_Input material:_
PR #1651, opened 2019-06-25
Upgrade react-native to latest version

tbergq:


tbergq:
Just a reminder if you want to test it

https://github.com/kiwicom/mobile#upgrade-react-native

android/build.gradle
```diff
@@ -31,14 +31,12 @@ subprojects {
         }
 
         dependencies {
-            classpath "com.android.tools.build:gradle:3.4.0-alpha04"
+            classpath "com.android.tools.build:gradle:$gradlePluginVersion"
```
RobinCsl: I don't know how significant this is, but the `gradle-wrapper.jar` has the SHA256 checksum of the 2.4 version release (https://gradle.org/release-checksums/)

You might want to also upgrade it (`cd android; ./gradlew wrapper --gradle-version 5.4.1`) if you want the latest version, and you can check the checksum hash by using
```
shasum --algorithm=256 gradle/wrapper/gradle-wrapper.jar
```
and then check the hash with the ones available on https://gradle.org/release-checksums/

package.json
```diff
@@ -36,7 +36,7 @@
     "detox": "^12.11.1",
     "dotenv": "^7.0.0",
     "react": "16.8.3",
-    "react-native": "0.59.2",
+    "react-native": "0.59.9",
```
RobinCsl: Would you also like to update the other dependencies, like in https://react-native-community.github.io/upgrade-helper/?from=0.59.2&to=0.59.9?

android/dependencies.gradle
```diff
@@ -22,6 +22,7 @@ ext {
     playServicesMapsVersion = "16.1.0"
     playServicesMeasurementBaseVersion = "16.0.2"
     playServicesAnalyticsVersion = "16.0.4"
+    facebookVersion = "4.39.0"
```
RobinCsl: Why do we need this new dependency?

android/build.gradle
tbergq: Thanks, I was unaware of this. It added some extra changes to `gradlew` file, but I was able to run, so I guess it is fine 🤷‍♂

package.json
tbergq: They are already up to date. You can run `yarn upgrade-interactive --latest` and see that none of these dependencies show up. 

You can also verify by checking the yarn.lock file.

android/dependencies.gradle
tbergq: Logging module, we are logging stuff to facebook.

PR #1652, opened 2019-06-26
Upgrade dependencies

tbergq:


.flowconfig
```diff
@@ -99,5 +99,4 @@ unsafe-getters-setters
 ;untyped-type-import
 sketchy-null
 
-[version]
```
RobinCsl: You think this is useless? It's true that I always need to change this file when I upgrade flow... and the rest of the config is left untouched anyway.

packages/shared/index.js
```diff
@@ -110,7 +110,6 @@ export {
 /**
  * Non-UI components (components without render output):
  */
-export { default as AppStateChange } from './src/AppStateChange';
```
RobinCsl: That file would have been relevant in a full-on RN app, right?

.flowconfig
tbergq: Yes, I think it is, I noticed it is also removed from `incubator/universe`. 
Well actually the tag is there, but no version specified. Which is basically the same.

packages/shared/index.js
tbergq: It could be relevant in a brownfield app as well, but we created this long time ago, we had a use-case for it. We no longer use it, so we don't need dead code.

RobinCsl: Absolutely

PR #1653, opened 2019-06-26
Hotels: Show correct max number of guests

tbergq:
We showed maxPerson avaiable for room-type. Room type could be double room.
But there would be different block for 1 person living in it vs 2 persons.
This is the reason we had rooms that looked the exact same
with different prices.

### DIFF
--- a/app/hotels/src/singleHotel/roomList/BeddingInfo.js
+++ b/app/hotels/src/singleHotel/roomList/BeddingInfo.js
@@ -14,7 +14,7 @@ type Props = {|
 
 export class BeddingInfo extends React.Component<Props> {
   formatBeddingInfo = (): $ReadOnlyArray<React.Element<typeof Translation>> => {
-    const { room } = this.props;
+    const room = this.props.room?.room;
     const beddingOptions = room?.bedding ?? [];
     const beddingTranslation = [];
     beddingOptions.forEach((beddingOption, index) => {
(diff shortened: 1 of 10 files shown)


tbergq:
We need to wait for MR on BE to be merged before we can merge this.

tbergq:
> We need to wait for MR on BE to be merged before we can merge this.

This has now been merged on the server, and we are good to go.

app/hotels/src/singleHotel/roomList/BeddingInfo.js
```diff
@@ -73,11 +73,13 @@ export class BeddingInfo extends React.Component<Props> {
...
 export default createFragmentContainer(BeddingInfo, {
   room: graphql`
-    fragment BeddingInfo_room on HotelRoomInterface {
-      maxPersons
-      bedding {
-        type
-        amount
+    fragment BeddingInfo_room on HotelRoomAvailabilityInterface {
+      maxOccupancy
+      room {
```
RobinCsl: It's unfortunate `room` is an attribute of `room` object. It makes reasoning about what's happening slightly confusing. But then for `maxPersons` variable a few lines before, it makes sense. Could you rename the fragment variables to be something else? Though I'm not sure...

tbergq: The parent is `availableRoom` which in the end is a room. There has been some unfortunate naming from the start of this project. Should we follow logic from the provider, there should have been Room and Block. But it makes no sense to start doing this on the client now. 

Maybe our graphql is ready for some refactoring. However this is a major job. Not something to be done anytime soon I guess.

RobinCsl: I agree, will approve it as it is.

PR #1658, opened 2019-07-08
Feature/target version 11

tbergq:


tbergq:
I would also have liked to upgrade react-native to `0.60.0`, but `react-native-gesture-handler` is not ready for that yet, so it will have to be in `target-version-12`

_Your objective:_ Filter the entries and copy out every line with the word "same".

_Reply to the exercise:_
Well actually the tag is there, but no version specified. Which is basically the same.
This is the reason we had rooms that looked the exact same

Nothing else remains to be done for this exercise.